What follows is my personal best-of list 20 albums released during the might-as-well-about-it year that was 2008. Ranked in no particular order, because they're all good.
The Baseball Project: "Vol. 1 Frozen Ropes & Dying Quails." The musical choice of sabermatricians across the land. The Baseball Project is something of a supergroup, comprising former Dream Syndicate frontman Steve Wynn, Young Fresh Fellows and Minus 5 leader Scott McCaughey, and ringer Peter Buck from R.E.M., is exactly what it says it is. Thirteen ripping songs about baseball. And these guys are no fair-weather fans, they're historians. They sing knowingly about baseball throwing Curt Flood under the bus after he opened up the free agent market to the generations of players that followed. They tell the harrowing story of "The Death of Big Ed Delahanty," they argue a case that Harvey Haddix should be included on the list of perfect game winners, and nail the thorny personality of the Splendid Splinter in a rocking tune they call "Ted Fucking Williams." Building an entire album around Major League Baseball is narrowcasting of an extreme kind, but rock music did't get much better than this in 2008.

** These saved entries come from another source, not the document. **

PR #444, opened 2026-07-29
feat(astro): add profile component to hackathon templates and demo pages

adrianboros:
## Summary
- add profile grid component to hackathon template dynamic zone
- add profile grid component to demo pages

## Related Issue
Fixes INTORG-912

## Manual Test
run sync command
open any of the demo pages in strapi and astro /demo-foundation-page , /demo-summit-page or /demo-hackathon-page

## Checks

- [x] `pnpm run format`
- [x] `pnpm run lint`

## PR Checklist

- [x] PR title follows Conventional Commits (e.g. `feat: ...`, `fix: ...`)
- [x] Linked issue included
- [x] Scope is focused (target ~10-20 files when possible)
- [ ] Screenshots for UI changes (if applicable)

PR #456, opened 2026-08-03
feat(astro,strapi): add FAQ block to page dynamic zones [INTORG-909]

Infi-Knight:
## Summary

Adds a `blocks.faq` component (optional heading, repeatable question/answer items) to the foundation, summit and hackathon dynamic zones, with both render paths wired and a full MDX round-trip.

A few decisions worth knowing about:

- **Reuses `blocks.faq-item`, not `blocks.faq-section`.** `blocks.faq-section` is nearly what's needed already (required heading + repeatable `blocks.faq-item`), but its heading drives the Grantmaking FAQ page: `FaqSections.astro` derives each section's anchor id from it, and `FaqSectionsNav` renders it as the left-nav label. Relaxing it to optional wouldn't crash that page, there's a `|| 'section'` slug fallback, but it would leave blank nav entries and empty `<h2>`s unless both components were reworked. So `blocks.faq` nests the same `blocks.faq-item` child and leaves `faq-section` untouched.

  Downside worth naming: `blocks.faq` and `blocks.faq-section` now look nearly identical in the admin's component picker. Collapsing them into one component with an optional heading, and teaching the FAQ page to handle the empty case, is the cleaner end state if someone wants to pick it up.
- **Items are JSX children, not a prop.** Follows `TitleCardGrid` rather than `NumberTiles`, because the answer is a CKEditor rich-text field and markdown in a JSON attribute is miserable to author.
- **Every item renders collapsed.** The mock shows the first one open, and both existing FAQ surfaces open index 0. But in the MDX path items arrive through a `<slot>`, so marking "first item" would need either string surgery on rendered HTML or a Strapi preview that diverges from the published page. Collapsed keeps both paths identical, with no JS and no layout shift.

### Also worth a look

`cms/types/generated/contentTypes.d.ts` drops `blocks.footer-notes` from the hackathon zone. Worth a sentence of history, because this is the third time it's been removed:

- #6cc84216 added a footer-notes component
- #b333271f reverted it a day later in favour of the existing GFM footnote handling, deleting every file
- #891a780d regenerated the types to drop it
- #958dd204 (PR #444) put it back into the generated types, presumably regenerated on a machine whose Strapi still had it registered
- Anca removed it again in #bb61acaa, but that's on `am/blog-thumbnail` and hasn't reached staging

So `main` is clean, `staging` still carries it, and this branch removes it again. No schema or component file for it exists anywhere in the repo, so hand-editing it back would mean committing generated output that contradicts the schemas. Flagging it mainly because it'll conflict with Anca's branch if both land.

## Related Issue

Fixes INTORG-909

Also filed while working on this: INTORG-1013, where editing any foundation/summit/hackathon page in Strapi and hitting Publish deletes its `SplitLayout` and `LogoCarousel` blocks from the MDX. Pre-existing, unrelated to this work, and deliberately kept out of this PR to keep it scoped. It's a live content-loss bug on staging, so worth prioritising separately.

## Manual Test

1. `pnpm start`, then visit `/demo-foundation-page` and scroll to "About the Interledger Foundation"
2. Click a question. Only that one opens, the chevron rotates, the answer renders markdown including links
3. `Tab` through the questions. Each `<summary>` takes focus with a visible orchid ring
4. Narrow to mobile. Type scales down, no horizontal overflow
5. `/hackathon/demo-hackathon-page` has a heading-less FAQ. It renders no `<h2>` and the section falls back to a translated `aria-label` (`Preguntas frecuentes` on `/es/hackathon/...`)

Round-trip, if you want to verify it: sync the MDX into a local Strapi, edit the page in the admin, publish, and diff the MDX. The FAQ block comes back byte-identical (verified at 953 B, 434 B and 380 B on the three page types).

## Checks

- [x] `pnpm run format`
- [x] `pnpm run lint`

## PR Checklist

- [x] Linked issue included
- [ ] Scope is focused 


src/components/blocks/DynamicZone.astro
```diff
@@ -54,6 +55,7 @@ const componentMap: Record<string, any> = {
   'blocks.split-layout': SplitLayout,
   'blocks.number-tiles': NumberTiles,
   'blocks.title-card-grid': TitleCardGrid,
+  'blocks.faq': Faq,
```
Anca2022, line 60: `blocks.faq` is mapped here, but preview routes won't render it (`page-preview.astro` and `preview/page-preview.astro`).

Please add a `populate[content][on][...]` query for the dynamic zone inside these files.

src/components/shared/FaqItem.astro
```diff
@@ -0,0 +1,41 @@
...
+    >
+      {question}
+    </span>
+    <Icon
+      name="arrow-down"
+      class="size-8 shrink-0 text-orchid-100 transition-transform duration-200 group-open:rotate-180 motion-reduce:transition-none"
+    />
+  </summary>
+  <div
+    class="mt-md text-h5 tablet:text-h5-md desktop:text-h5-lg text-neutral-75 [&_p]:m-0 [&_p+p]:mt-md [&_:last-child]:mb-0"
```
Anca2022: The `text-h5` and `text-neutral-75` classes applied to the `<div>` won’t be inherited by the `<p>` elements inside it. You need to explicitly scope them, e.g. `[&_p]:text-h5`, because the **p, a, ol**, and **ul** rules defined in `src/styles/components/prose/default.css:13` have higher specificity in the cascade. 
The fact that the text currently renders as `text-h5` is coincidental - it’s matching the corresponding rule in components.

Anca2022 (approved):
- Left 2 comments, small stuff

- Found a bug - not blocking, as long as you either fix it or track it in an issue - that's up to you :)
   Bug: when you add bulleted list inside `answer` the rendering of the page breaks 


Image

the rest looks good :D

src/components/blocks/DynamicZone.astro
Infi-Knight: Fixed. Those routes build their own `on` map instead of reusing `contentPopulate.ts`, so the block never came back from the query at all.

Added to both:

```ts
'populate[content][on][blocks.faq][populate][items]': '*'
```

Checked against a local Strapi and the block shows up in preview now.

Both routes are also missing `split-layout`, `title-card-grid` and `video-embed`, and `page-preview.astro` is missing `pdf-embed` on top of that, so those preview incomplete too. Leaving them out of this PR.

src/components/shared/FaqItem.astro
Infi-Knight: You're right, and it was worse than cosmetic. The answer text was rendering at `neutral-100`:

| | font-size | colour |
| -- | -- | -- |
| wrapper `<div>` | 20px | `rgb(89,89,89)` |
| actual `<p>` | 20px | `rgb(41,41,41)` |
| design | 20px | `rgb(89,89,89)` |

The size matched only because `main p, a, ul, ol` in `prose/default.css:13` uses the same `--text-h5` token, so it would have drifted the moment that token changed. When I checked this originally I measured the wrapper instead of the paragraph, which is how it got past me.

Now scoped per element with `[&_p]`, `[&_li]` and `[&_a]`, with a note on the component so nobody reaches for inheritance here again. `p` and `li` both come out at 20px / `rgb(89,89,89)`.

Infi-Knight:
On the list bug: two separate things were wrong, both fixed.

First was the colour mismatch from the `FaqItem` thread. Prose CSS styles `p` but not `li`, so paragraphs took `neutral-100` from the cascade while list items inherited `neutral-75` from the wrapper. One answer, two colours.

Second is the one that actually looks broken, and I missed it on the first pass. A list with blank lines between items produces `<li><p>text</p></li>`. `prose/default.css:52` sets `list-style-position: inside`, so the marker shares the first line box of the item's content, and a block-level `<p>` pushes it onto its own line. You end up with the bullet or number sitting alone above its text.

| Variant | `<li>` first child | `<li>` height |
| -- | -- | -- |
| tight | `TEXT` | 30px |
| loose, before | `P` | 60px |
| loose, after | `P` (`display: inline`) | 30px |

Every list I tried the first time was tight, which is why I thought it was already sorted. Inlining the item's first paragraph fixes it.

Verified on both render paths, since they're different code: MDX children, and the Strapi `items` prop going through `parseMarkdown` into `set:html`.

One thing I left alone: the markers sit flush left with no indent. That comes from `prose/default.css:51-53` setting `list-style-position: inside` with `padding-inline-start: 0`, and a Paragraph block with the same list looks identical, so it's site-wide rather than this block.

Anca2022 (approved):
looks great! Thank you, Ravi! :D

Erykah Badu: "New Amerykah Part One (4th World War)." Whether you agree with Ms. Badu that hip-hop is bigger than religion and the government, whether you appreciate her shout outs to Lou Farrakhan is up to you. But this is some freaky-fine neo-soul with a menacing political edge, and just a touch of jazz. "New Amerykah" darkly harkens back to the slinky funk of Miles Davis, Curtis Mayfield, Sly Stone and Marvin Gaye, but without slipping into a simple genre exercise. Badu's most outside and hip-hop orieted album yet is also her most autobiographical: "Ev¬erything around you see/The ankhs, the wraps, the plus degrees...It's all me," she sings in "Me." Think of this as urban music from inner-city fortune teller with a strange sense of humor--and a hard eye fastened on the grim realities of modern America--and you've got some sense of what makes this one of the great albums of the year.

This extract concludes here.